In this case, a command value of the primary magnetic flux λ1 (hereinafter, referred to as a “primary magnetic flux command value”) has a δc-axis component Λδ*, and a γc-axis component is zero. Therefore, when the primary magnetic flux λ1 is equal to the primary magnetic flux command value, the δc-axis component λ1δc of the primary magnetic flux λ1 is equal to the δc-axis component Λδ*, the phase difference φc is equal to the load angle φ, and the δc axis is coincident with the δ axis.
The δc-axis component λ1δc and the γc-axis component λ1γc of the primary magnetic flux λ1 vary with a change of the primary magnetic flux command value, a variation in a load, an influence of control disturbance, or/and the like. For example, the change of the primary magnetic flux command value and the variation in the load invites a transient change of the primary magnetic flux λ1, and the control disturbance invites a variation in the γc axis/δc axis. As states where the control disturbance occurs, for example, a state where a voltage applied to the rotary electric motor is different from a voltage command due to an influence of a time delay, an on-loss, and dead time, and a state where there is a deviation between a device constant of the rotary electric motor and that assumed by a control system. Therefore, a deviation arises between the primary magnetic flux λ1 and the primary magnetic flux command value, and accordingly a deviation also arises between the load angle φ and the phase difference φc.
In the primary magnetic flux control, when there is a deviation between the primary magnetic flux λ1 and the primary magnetic flux command value, a control, for example, of a voltage command value to be corrected is performed so that the δc-axis component λ1δc of the primary magnetic flux λ1 may be made equal to the δc-axis component Λδ* of the primary magnetic flux command value and the γc-axis component λ1γc of the primary magnetic flux λ1 may become zero. The phase difference φc is thereby coincident with the load angle φ.

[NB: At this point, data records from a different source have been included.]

PR #619, opened 2023-04-07
Replace www.packagekit.org domain with Freedesktop URL

### LINKED ISSUE #618: www.packagekit.org domain was domain-grabbed; policy files, docs and other components still point to it
# Bug

There is multiple URLs  based in `http://www.packagekit.org` in the source code.

It seems that f-secure (as organisation) grabbed them – maybe that's even a benevolent move to avoid worse. I actually don't know why!

In any case, the domain doesn't seem to be under project control, and no links to it should be part of the source code anymore :)

# Affected files:

- policy/org.freedesktop.packagekit.policy.in
- etc/Vendor.conf
- lib/packagekit-glib2/pk-client.c
- docs/html/pk-reference.html
- docs/html/pk-faq.html
- client/pkmon.xml
- client/pkcon.xml
- PackageKit.doap

… of which, at worst the `etc/Vendor.conf` has some potential for abuse (being the URL shown to unsuspecting new users when a package can't be found). The rest is essentially project documentation.

marcusmueller:
Fixes #618

Split into three commits to make separation of concerns easier.

- metadata: Remove reference to defunct screenshots URL
- metadata: replace defunct www.packagekit.org URL with freedesktop URL
- docs: replace defunct www.packagekit.org URL with freedesktop URL

### DIFF
--- a/PackageKit.doap
+++ b/PackageKit.doap
@@ -22,6 +22,5 @@
 
   <license rdf:resource="http://www.gnu.org/licenses/gpl-2.0.txt" />
   <bug-database rdf:resource="http://bugzilla.freedesktop.org/" />
-  <screenshots rdf:resource="http://www.packagekit.org/pk-screenshots.html#gnome" />
 
 </Project>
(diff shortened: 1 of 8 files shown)


hughsie (approved):

ximion:

PR #630, opened 2023-05-17
Make use of SYSCONFDIR definition when setting a config file watch.

arrowd:
On FreeBSD the config file is located under /usr/local prefix.

### DIFF
--- a/src/pk-engine.c
+++ b/src/pk-engine.c
@@ -919,7 +919,7 @@ pk_engine_network_state_changed_cb (GNetworkMonitor *network_monitor,
 static void
 pk_engine_setup_file_monitors (PkEngine *engine)
 {
-	const gchar *filename = "/etc/PackageKit/PackageKit.conf";
+	const gchar *filename = SYSCONFDIR "/PackageKit/PackageKit.conf";
 	g_autoptr(GError) error = NULL;
 	g_autoptr(GFile) file_binary = NULL;
 	g_autoptr(GFile) file_conf = NULL;


arrowd:
Bump. Can we get this in?

ximion (changes requested):
Can you please remove the pretty verbose and reaching copyright disclaimer for a one-line change in the license text of this file? TBH, I don't think this one-liner even warrants adding copyright information to the file at all, but if that's a company requirement, you can add it (without the "Serenity Cyber Security" disclaimer text).

Apart from that, this patch looks fine :-)

arrowd:
> if that's a company requirement, you can add it (without the "Serenity Cyber Security" disclaimer text).

Yes, it is a requirement. Regarding the disclaimer, our lawyer said it is important. I'll ask if we're fine with removing it.

ximion:
I really don't think it is appropriate for a change and file like this, especially not since this disclaimer makes claims over code that was not written by you or your company (that can't be the intent, otherwise someone might think your company is liable for the origin of code not written by you). If this was a new feature in a separate file written entirely by you / your company, it would be a very different case for sure!

But this code does not even add/change any logic, it just changes the default search part of a file, while all code around it was written by Richard Hughes and many others who aren't even in the authors list.

src/pk-engine.c
```diff
@@ -17,6 +19,11 @@
  * You should have received a copy of the GNU General Public License
  * along with this program; if not, write to the Free Software
  * Foundation, Inc., 51 Franklin Street, Fifth Floor, Boston, MA 02110-1301 USA.
+ *
+ * Disclaimer: Serenity Cyber Security, LLC guarantees that this source code is
+ * open and governed by the terms of the GNU General Public License as published
+ * by the Free Software Foundation; either version 2 of the License, or
+ * (at your option) any later version.
```
Conan-Kudo, line 26: My specific problem with this statement is that it implies Serenity Cyber Security has any special rights to make that statement. It does not. Requiring this statement for contributions is not only wrong IMO, it makes the company look like it has a role in the project governance and stewardship. This is obviously not true and misrepresents its stake in the project. Please drop it.

Conan-Kudo (changes requested):

src/pk-engine.c
arrowd: Yes, you're right. This was an misunderstanding on my side when reading our lawyer instructions.

This disclaimer should be placed into newly added files, which are entirely written by us.

Conan-Kudo:
> Is this better now? Or do you want me to remove copyright changes altogether?

If you can, that'd be preferred. Nobody has been adding those statements unless they've created brand new files.

arrowd:
> Nobody has been adding those statements unless they've created brand new files.

Which seems wrong to me. Anyways, I removed all our copyrights from the PR.

Conan-Kudo:
We typically have people added to the `AUTHORS` file: https://github.com/PackageKit/PackageKit/blob/main/AUTHORS

Conan-Kudo (approved):

Conan-Kudo:
@arrowd It looks like the tests are failing now for FreeBSD, could you take a look?

arrowd:
Yes, I'll try to take a look at it on the weekend.

PR #632, opened 2023-05-17
Enable testing on FreeBSD CI

arrowd:


Conan-Kudo (approved):

arrowd:
Strange, CI passed for this PR but failed for the merge commit. Is this just a fluke? Can the CI be restarted for the HEAD commit in the repository?

pwithnall:
> You're the author of that commit, do you have an idea what's the proper fix?

No I don’t, have you tried debugging it? Does FreeBSD use a different PackageKit backend or something like that? Are there valgrind warnings during the tests?

arrowd:
Yes, I tried debugging it a bit. The assertion seems to be reasonable - there is no way for "finished" signal to be emitted in that code path.

> Does FreeBSD use a different PackageKit backend or something like that?

FreeBSD doesn't have a native backend yet. I'm developing it in my own repo.

The testcase in question uses "dummy" backend on all platforms, it is hardcoded in the test.

> Are there valgrind warnings during the tests?

I didn't tried that. Valgrind had some problems on FreeBSD in the past, I'm not sure how usable it is at the moment.

pwithnall:
Are there any ways in which the FreeBSD test runs/setup differ from Linux? I don’t have any other ideas about what could be causing this, and don’t have easy access to a FreeBSD system to take a look.

arrowd:
> Are there any ways in which the FreeBSD test runs/setup differ from Linux? 

Don't think so.

All right, I'll try debug this further. Thanks for the input.

arrowd:
As evidenced by https://github.com/PackageKit/PackageKit/pull/641 assertions are disabled on Linux CI, which is why they are still green. FreeBSD CI compiles with `--buildtype debug`, which is probably the reason assertions are enabled.

ximion:
Is there any progress on this? The FreeBSD CI has been broken ever since it has been merged, and I am very inclined to disable it or silence the error so the CI status becomes actually useful again, at least until this issue is resolved.
TBH, I don't know why the tests would even fail like this on FreeBSD...

arrowd:
Didn't I explain it in my previous comment? Non FreeBSD CIs have assertions disabled which is why they don't catch a problem in the commit 409ba85b00f02bfd66589b457a148cce82ad2a34

PR #641, opened 2023-06-10
Do not merge: Testing if assertions are enabled on Linux CI

arrowd:


ximion:
You need to rebase this, FreeBSD CI is still broken :-/

arrowd:
This PR isn't meant to be merged. It shows that Linux CI passes while it should fail due to assertion failure.

ximion:
Okay, then we can close it - the Linux CI does call daemon tests as well now.

PR #649, opened 2023-07-30
apt: Fix 'search-file' regexp as per BRE pattern (which is the default)

sidt4:
We should either set the `'REG_EXTENDED'` flag (Extended Regular Expressions) to `regcomp()` and use the `"|"` regex pattern, or use the `"\\|"` regex pattern, as per the BRE (Basic Regular Expressions), which is the default when 'REG_EXTENDED' flag is not set.

From `'man grep'`:

Basic vs Extended Regular Expressions:

In basic regular expressions the meta‐characters ?, +, {, |, (, and ) lose their special meaning; instead use the backslashed versions \?, \+, \{, \|, \(, and \).

### DIFF
--- a/backends/apt/apt-job.cpp
+++ b/backends/apt/apt-job.cpp
@@ -1278,7 +1278,7 @@ PkgList AptJob::searchPackageFiles(gchar **values)
         }
 
         if (!search.empty()) {
-            search.append("|");
+            search.append("\\|");
         }
 
         if (value[0] == '/') {


ximion:
Good catch! - This whole code is really ugly in general though and would need a lot of refactoring due to https://lintian.debian.org/tags/uses-dpkg-database-directly
But for now, at least this patch makes the code a bit less buggy.
Thank you for the patch!

sidt4:
> https://lintian.debian.org/tags/uses-dpkg-database-directly

I guess we can access all functionality through `libapt-pkg` interface, which is the gateway to `apt` database.

ximion:
> I guess we can access all functionality through `libapt-pkg` interface, which is the gateway to `apt` database.

Not in the past, but the API surface has been expanded greatly in the past decade.

sidt4:
Should this be patched in `v1.2.6` in debian downstream ?

I see that you are the maintainer for https://tracker.debian.org/pkg/packagekit

ximion:
I'll make a new PackageKit release soon, so no need for that (in unstable/testing, at least).

sidt4:
I was more concerned about the `bookworm` not `testing` / `unstable` which doesn't impact normal users. Once the fix for https://gitlab.gnome.org/GNOME/gnome-software/-/issues/2254 lands, I'd get it backported to `gnome-software-43.5` in `bookworm`, which would require this patch.

PR #678, opened 2023-09-28
dnf: Avoid downloading caches multiple times in one call

aleasto:


aleasto:
The issue here is that `dnf_utils_create_sack_for_filters` will eventually try to update the caches again.

To be honest, I'm not convinced that honouring the `cache-age` hint in `RefreshCache` makes any sense: we are explicitly asking to refresh the cache... But of the two this change is the less intrusive one.

@Conan-Kudo @gordonmessmer @hughsie

Conan-Kudo (approved):
I think this is probably reasonable.

backends/dnf/pk-backend-dnf.c
```diff
@@ -1706,6 +1706,9 @@ pk_backend_refresh_cache_thread (PkBackendJob *job,
 	/* invalidate the sack cache after downloading new metadata */
 	pk_backend_sack_cache_invalidate (backend, "downloaded new metadata");
 
+	// We just downloaded our cache, avoid doing so again
```
ximion, line 1709:
```suggestion
	/* We just downloaded our cache, avoid doing so again */
```

ximion (commented):
Just a style nitpick, otherwise I think this is sensible...

PR #681, opened 2023-09-29
PkClient: Replace the GSimpleAsyncResult with the GTask API

tintou:
The GSimpleAsyncResult API is deprecated and can be replaced by GTask, also avoid copying the GError when set.

### DIFF
--- a/lib/packagekit-glib2/pk-client.c
+++ b/lib/packagekit-glib2/pk-client.c
@@ -163,7 +163,7 @@ struct _PkClientState
 	GDBusProxy			*proxy_props;
 	GCancellable			*cancellable;
 	GCancellable			*cancellable_client;
-	GSimpleAsyncResult		*res;
+	GTask				*res;
 	PkBitfield			 filters;
 	PkClient			*client;
 	PkProgress			*progress;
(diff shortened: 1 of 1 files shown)


Conan-Kudo:
Isn't this an ABI break?

cc: @hughsie @ximion

tintou:
No ABI break here

ximion:
> Isn't this an ABI break?
> 
> cc: @hughsie @ximion

No, API-wise this is fine and the behavior should also match. It's a pretty nice maintenance task, actually - very nice!
I just need a bit of spare time to look over the code in more detail (at first glance, it looked fine).

Conan-Kudo (approved):

sidt4:
Indeed, that's a much needed change :+1:

ximion:
I finally had time to look into this, and I have no notes - this patch looks good as-is! Pretty awesome!
The one thing I am a bit worried about is subtle behaviour changes that I may not be aware of that this switch might bring, but looking through the docs I didn't find any.
So, there's no reason not to merge this change - thank you for the patch!

ximion (approved):

PR #682, opened 2023-09-29
the issue with the file name has been fixed

erkanisik1:


ximion:
Thanks for the quick fix! :-)
Can you rebase in future instead of creating multiple merge commits in a PR? I've squashed all of them into one small commit, so it's not an issue here anymore, but would be nice in future.

Conan-Kudo:
@erkanisik1 FYI, [we have guidelines for patches](https://github.com/PackageKit/PackageKit/blob/main/HACKING) that we would appreciate it if you followed them so we can review and merge things more quickly in the future.

Issue #645, opened 2023-07-21
Two entries listed for each updated package in /var/lib/PackageKit/offline-update-competed


sidt4:
From: https://gitlab.gnome.org/GNOME/gnome-software/-/issues/2249#note_1796310

This happens on debian / apt. Not sure about other backends.

I simulated an offline update for a single package.

In `pk_offline_auth_set_results` ( `pk-offline-private.c` ), in the below code

```c
	/* save packages if any set */
	packages = pk_results_get_package_array (results);
	if (packages->len > 0) {
		g_autoptr(GString) string = NULL;
		string = g_string_new ("");
		for (i = 0; i < packages->len; i++) {
			package = g_ptr_array_index (packages, i);
			switch (pk_package_get_info (package)) {
			case PK_INFO_ENUM_UPDATING:
			case PK_INFO_ENUM_INSTALLING:
				g_string_append_printf (string, "%s,",
							pk_package_get_id (package));
				break;
			default:
				break;
			}
		}
		if (string->len > 0)
			g_string_set_size (string, string->len - 1);
		g_key_file_set_string (key_file,
				       PK_OFFLINE_RESULTS_GROUP,
				       "Packages",
				       string->str);
	}
```

There are 5 entries in `packages` all for the single package ( say, X ). The following were the `info` ( probably `action` ? ) for the 5 entries:

1. `PK_INFO_ENUM_PREPARING` - package X
1. `PK_INFO_ENUM_DECOMPRESSING` - package X
1. `PK_INFO_ENUM_INSTALLING` - package X
1. `PK_INFO_ENUM_PREPARING` - package X
1. `PK_INFO_ENUM_INSTALLING` - package X

So, there are 2 entries written to `/var/lib/PackageKit/offline-update-competed`

sidt4:
This was on latest debian unstable with `packagekit-1.2.6-5`.

sidt4:
This issue doesn't appear in `dnf` backend ( Tested on `PackageKit-1.2.6-6.fc38.x86_64` )

mcrha:
This is a duplicate of https://github.com/PackageKit/PackageKit/issues/284

Bushido1:
Hello,

I am experiencing this issue in Linux Ubuntu 22.04 LTS with gnome-software 41.5.
![image](https://github.com/PackageKit/PackageKit/assets/11409601/bf4d5e48-6c05-4a61-9d71-40c7174be314)

mcrha:
[...]

PR #686, opened 2023-10-05
offline-updates: Add only one entry per package to 'offline-update-competed' file

sidt4:
This is only needed to handle backends where we receive multiple `PK_INFO_ENUM_INSTALLING` (apt) / `PK_INFO_ENUM_UPDATING` status for a single package update.

Fixes https://github.com/PackageKit/PackageKit/issues/645


ximion:
I do not like this implementation, but I do think a deduplication safeguard makes sense, so I'll merge this and patch it up in a second commit (to not "steal" the credit and implement it afterwards).

Normally this would go through review properly, but I'm about to make a PK release and it would be nice to have this patch included.

PR #622, opened 2015-02-01
[API syncing] Add Zotero.FeedReader class

aurimasv:
This is the parser that fetches a feed and processes into Zotero items (in the same format as Zotero items coming from translators).

It was designed with the idea that feeds are processed as they are being downloaded and feed items become available at different times (not all at the same time). Unfortunately, current implementation in Firefox does not actually implement methods that allow processing the feed as parts of it become available and, instead, must be processed after all of it has been downloaded. Maybe this will change in the future.

The constructor takes a single mandatory parameter, which is the URL of the feed. The feed is fetched and processed asynchronously, but as soon as the object is created.

FeedReader exposes two properties:
* feedProperties: a promise for an object describing the feed (title, summary, URL, etc.)
* itemIterator: an iterator returning promises for items in the feed. When iterating items in the feed, each item MUST be resolved before requesting the next item or the list may be incomplete (that's probably not going to happen since the feed is downloaded in its entirety before items are parsed out). The last item in the list will always resolve to the NULL object (this is a little odd, but I think it makes sense because we're making a promise for an item without knowing if there actually will be another item) or will be rejected with a reason for pre-mature termination of feed processing.

FeedReader also exposes `terminate(reason)` method, which allows the feed parsing to be terminated prematurely (again, not very relevant, since the whole feed is fetched before processing).

Here's some sample code (can be run in Scratchpad):
```
var fr = new Zotero.FeedReader('http://cyber.law.harvard.edu/rss/examples/rss2sample.xml');
Zotero.Promise.coroutine(function*() {
  Zotero.debug(yield fr.feedProperties);
  let it = fr.itemIterator;
  let item;
  while (item = yield it.next().value) {
     Zotero.debug(item);
  }
})()
```
which results in something like:
```
console.log: zotero(3):
    'title' => "Liftoff News"
    'subtitle' => "Liftoff to Space Exploration."
    'updated' => [object Date] {}
    'creators' => [object Array] [
        '0' => [object Object] {
            'firstName' => ""
            'lastName' => "editor@example.com"
            'creatorType' => "author"
        }
    ]
    'language' => "en-us"

console.log: zotero(3):
    'guid' => "http://liftoff.msfc.nasa.gov/2003/06/03.html#item573"
    'title' => "Star City"
    'abstractNote' => "How do Americans get ready to work with Russians aboard the International Space Station? They take a crash course in culture, language and protocol at Russia's Star City."
    'url' => "http://liftoff.msfc.nasa.gov/news/2003/news-starcity.asp"
    'dateModified' => "2003-06-03 09:39:21"
    'date' => "2003-06-03 04:39:21 -05"
    'creators' => [object Array] [
        '0' => [object Object] {
            'firstName' => ""
            'lastName' => "editor@example.com"
            'creatorType' => "author"
        }
    ]
    'language' => "en-us"
    'itemType' => "journalArticle"
...
```

### DIFF
--- a/chrome/content/zotero/xpcom/feedReader.js
+++ b/chrome/content/zotero/xpcom/feedReader.js
@@ -1,0 +1,527 @@
+/*
+    ***** BEGIN LICENSE BLOCK *****
+    
+    Copyright © 2015 Center for History and New Media
+                     George Mason University, Fairfax, Virginia, USA
+                     http://zotero.org
+    
+    This file is part of Zotero.
+    
+    Zotero is free software: you can redistribute it and/or modify
+    it under the terms of the GNU Affero General Public License as published by
+    the Free Software Foundation, either version 3 of the License, or
+    (at your option) any later version.
+    
+    Zotero is distributed in the hope that it will be useful,
+    but WITHOUT ANY WARRANTY; without even the implied warranty of
+    MERCHANTABILITY or FITNESS FOR A PARTICULAR PURPOSE.  See the
+    GNU Affero General Public License for more details.
+    
+    You should have received a copy of the GNU Affero General Public License
+    along with Zotero.  If not, see <http://www.gnu.org/licenses/>.
+    
+    ***** END LICENSE BLOCK *****
+*/
+
+
+/**
+ * Sample feeds:
+ * 
+ * http://cyber.law.harvard.edu/rss/examples/rss2sample.xml
+ * http://feeds.feedburner.com/acs/acbcct
+ * http://www.cell.com/molecular-cell/current.rss
+ * http://ieeexplore.ieee.org/search/searchresult.jsp?searchField%3DSearch_All%26queryText%3Dwater&searchOrigin=saved_searches&rssFeed=true&rssFeedName=water
+ * http://www.sciencemag.org/rss/current.xml
+ * http://rss.sciencedirect.com/publication/science/20925212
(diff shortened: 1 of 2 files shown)


chrome/content/zotero/xpcom/feedReader.js
```diff
@@ -0,0 +1,527 @@
...
+	
+	/*
+	 * Feed item iterator
+	 * Each iteration returns a _promise_ for an item. The promise _MUST_ be
+	 * resolved before requesting the next item.
+	 * The last item will always be resolved to `null`, unless the feed processing
+	 * is terminated ahead of time, in which case it will be rejected with the reason
+	 * for termination.
+	 */
+	Zotero.defineProperty(FeedReader.prototype, 'itemIterator', {
```
aurimasv: I'm reconsidering this. I think it would make most sense to make usage `var iterator = new fr.ItemIterator()` rather than `var iterator = fr.itemIterator` since `fr.itemIterator !== fr.itemIterator` given this code. Yes, no, maybe?

chrome/content/zotero/xpcom/feedReader.js
```diff
@@ -0,0 +1,527 @@
...
+		}
+		
+		let creators = [];
+		for (let i=0; i<names.length; i++) {
+			creators.push(
+				Zotero.Utilities.cleanAuthor(
+					names[i],
+					role,
+					names[i].split(',').length == 2
+				)
```
aurimasv: note to self: set `fieldMode: 1` if single word

PR #626, opened 2015-02-09
Tweaks to ISBN handling

aurimasv:
Mostly re https://github.com/zotero/translators/pull/847#discussion_r24300450

Import all ISBNs as ISBN-13 from web/search translators and place them in a space-separated format. Pass first ISBN to citeproc.

The one thing that we're not doing yet (and I would like to) is hyphenate the ISBNs. There's #394, but it adds a fairly large table, so we probably don't want to do it in connectors/bookmarklet (since it means downloading a relatively large file). The alternative to that would be applying formatting when writing to DB, but that makes it a little more difficult, since we have to deal with random user input. I'd say that we can hyphenate only if the ISBNs being put in follow the same format as those from translators (i.e. a list of unhyphenated ISBN-13)


chrome/content/zotero/xpcom/translation/translate.js
```diff
@@ -616,6 +616,31 @@ Zotero.Translate.Sandbox = {
...
+						var validISBN = Zotero.Utilities.cleanISBN(isbn[0]);
+						if (!validISBN) {
+							// Back up and move up one character
+							isbnRe.lastIndex = isbn.index + 1;
+							continue;
+						}
+						
+						validISBNs.add(Zotero.Utilities.toISBN13(validISBN));
+					}
+					item.ISBN = Array.from(validISBNs.keys()).join(' ');
```
aurimasv: err, guess I should change this (and Set above), since we'll need to polyfill it otherwise.

aurimasv:
bump

aurimasv:
Added ISBN hyphenation for Zotero in Firefox and Zotero Standalone. This happens when writing to DB, but in a very specific format, so it should not interfere with anything. This means that ISBNs will be hyphenated when coming from translators (from Connectors too) and when entered by the user. But, the user would have to enter the ISBN in unhyphenated format (as 10 or 13 digits). Any additional junk in the field will prevent hyphenation. Also, anything that cannot be hyphenated (because certain ISBN ranges have not been assigned yet) will remain unhyphenated.

This will not actually validate the ISBN to make sure that the check digit is correct.

Automatic hyphenation can be turned off via `extensions.zotero.hyphenateISBN` hidden pref if someone is really annoyed.

I'll push the script to create the file containing ISBN ranges to zotero-xpi-build if this goes through

dstillman:
> Automatic hyphenation can be turned off via extensions.zotero.hyphenateISBN hidden pref if someone is really annoyed.

Is there really a need for a pref? Unless there's really a compelling reason, I'd skip it.

aurimasv:
No terribly good reason, except it would no longer be possible to enter an un-hyphenated ISBN. I figured there would be at least a handful of users that will be annoyed by this, so I put in a way out for them. I feel like hidden prefs have a pretty low cost anyway.

zuphilip:
@aurimasv : I tested the Primo translator with this new functionality in up-to-date 4.0 master branch and the ISBN is not any more captured. E.g. http://primo.bib.uni-mannheim.de/MAN_UB:MAN_ALEPH001367873 with `ZU.cleanISBN("ISBN 978-3-927455-48-1 : (Pr. in Vorb.)") = false`.

dstillman:
Yes, I can reproduce that. (And this one falls into the unit-tests-not-optional category.)

aurimasv:
Fixed in #660 but I honestly don't have the time right now to invest in adding unit tests. Feel free to back this out if unit tests are a must.

aurimasv:
I mean, back it out if you need to create a release soon. I'll get to the unit tests at some point.. probably over the weekend.

PR #630, opened 2015-02-11
Don't try to parse path if it looks like a web URL

aurimasv:
Also, cleaner parsing messages

Currently, importing file attachments with HTTP urls goes through a bunch of parsing trying to find the local file first and then falling back to URL. This patch allows those check to be short-circuited.


dstillman:
Is this important for 4.0.26?

aurimasv:
no, everything should still work fine. This just cleans up logging and avoids some unnecessary steps.

dstillman:
OK, thanks. Will wait until after the release, then.

PR #623, opened 2015-02-03
Add drop-down menu for bibliographyLocale

rmzelle:
Groundwork for adding a drop-down menu to the Styles tab of the Cite tab of the Zotero preferences, for selecting the bibliography locale. See also https://forums.zotero.org/discussion/45805/

Still needs some work, but I'd like some guidance on how to implement things:

 * I placed https://github.com/citation-style-language/locales/blob/master/locales.json at https://github.com/zotero/zotero/tree/4.0/resource/schema. Is that okay? How are similar files at this location being kept up to date (like "renamed-styles.json")?
 * Fresh installs of Zotero have an empty string for "extensions.zotero.export.bibliographyLocale". With the current code, an empty string value for bibliographyLocale is replaced by the value of Zotero.locale when the preference tab is loaded, or, if Zotero.locale isn't set, by "en-US". Is this behavior problematic if the pref can be set via the UI?
 * The drop-down menu options are limited to the locales for which we have CSL locale files. Should there be a way to specify a custom locale code for "extensions.zotero.export.bibliographyLocale" via the UI? If so, what should that look like? A "Custom..." entry at the bottom of the drop-down list, that, if selected, pops up a dialog box with a text box?
 * Should there be a top-five list of most-recently used locales at the top of the drop-down list?
 * For some reason the drop-down box stretches across the entire window. Not sure why. XUL beats me.
 * I removed `width` on `<label id="export-citePaperJournalArticleURL" width="45em">`, since it didn't do anything on OS X. Is this still necessary? Maybe we can check on other platforms.

PR #632, opened 2015-02-11
Reserve height in div for CSL Editor buttons

fbennett:
The new CSL Editor looks great - thanks to @rmzelle for putting it all together.

One tiny nit that I just stumbled across is that (under Linux, at least) the buttons get a bit squashed when the style/preview divider is drawn up to completely obscure the style code. This change reserves space in the hbox containing the buttons so they can retain their natural height.

(I hope I've gotten my branching weirdness sorted out this time!)

### DIFF
--- a/chrome/content/zotero/tools/csledit.xul
+++ b/chrome/content/zotero/tools/csledit.xul
@@ -41,7 +41,7 @@
 	<script src="csledit.js"/>
 	
 	<vbox flex="1">
-		<hbox align="center">
+		<hbox id="zotero-csl-button-bar" align="center">
 			<button id="preview-refresh-button" label="&zotero.general.refresh;" oncommand="Zotero_CSL_Editor.refresh()"/>
 			<button id="zotero-csl-save" label="&zotero.general.saveAs;" oncommand="Zotero_CSL_Editor.save()"/>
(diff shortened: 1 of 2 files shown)


rmzelle:
I'd still like to see labeled groupboxes around the various options, as I proposed at https://github.com/zotero/zotero/pull/607#issuecomment-70037982, which might take care of this as well. Since the output is now much more compact, we might want to sacrifice the space it takes to add them.

Also, once we address the CSL locale UI selection (https://github.com/zotero/zotero/pull/623), I'd like to expand the top bar with a locale drop-down menu.

gracile-fr:
<blockquote>I'd still like to see labeled groupboxes around the various options,</blockquote>If you decide to add such explanatory labels, could you consider to add an option to hide/disable them? I'm really concerned with vertical space… Or maybe, tooltips would be sufficient? Thanks!

rmzelle:
@gracile-fr, I doubt hiding/disabling is worth the added complexity. Tooltips might work, but I'd still like groupboxes (in that case, without captions) to clearly group the different UI elements (such as the label/dropdown combos for selecting the locator and cite position).

You know you can fullscreen Firefox, right, or use Zotero Standalone and work in separate windows?

gracile-fr:
Yes (but <a href="https://forums.zotero.org/discussion/46671/standalone-any-zotero-secondary-window-is-out-of-screen/#Item_1">with Standalone…</a>).

fbennett:
Closing this dated PR.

In such a primary magnetic flux control, control is made with a torque of the rotary electric motor being made in direct proportion to a γc-axis component of an armature current, not depending on a rotation angular velocity thereof.
Among the following prior-art documents, in Yabe and Sakanobe, “A Sensor-less Drive of IPM Motor with Over-modulation PWM”, The papers of Joint Technical Meeting on Rotating Machinery, IEE Japan, 2001 (159), pp. 7 to 12, the γc axis and the δc axis are exchanged and employed, as compared with those in the other prior-art documents.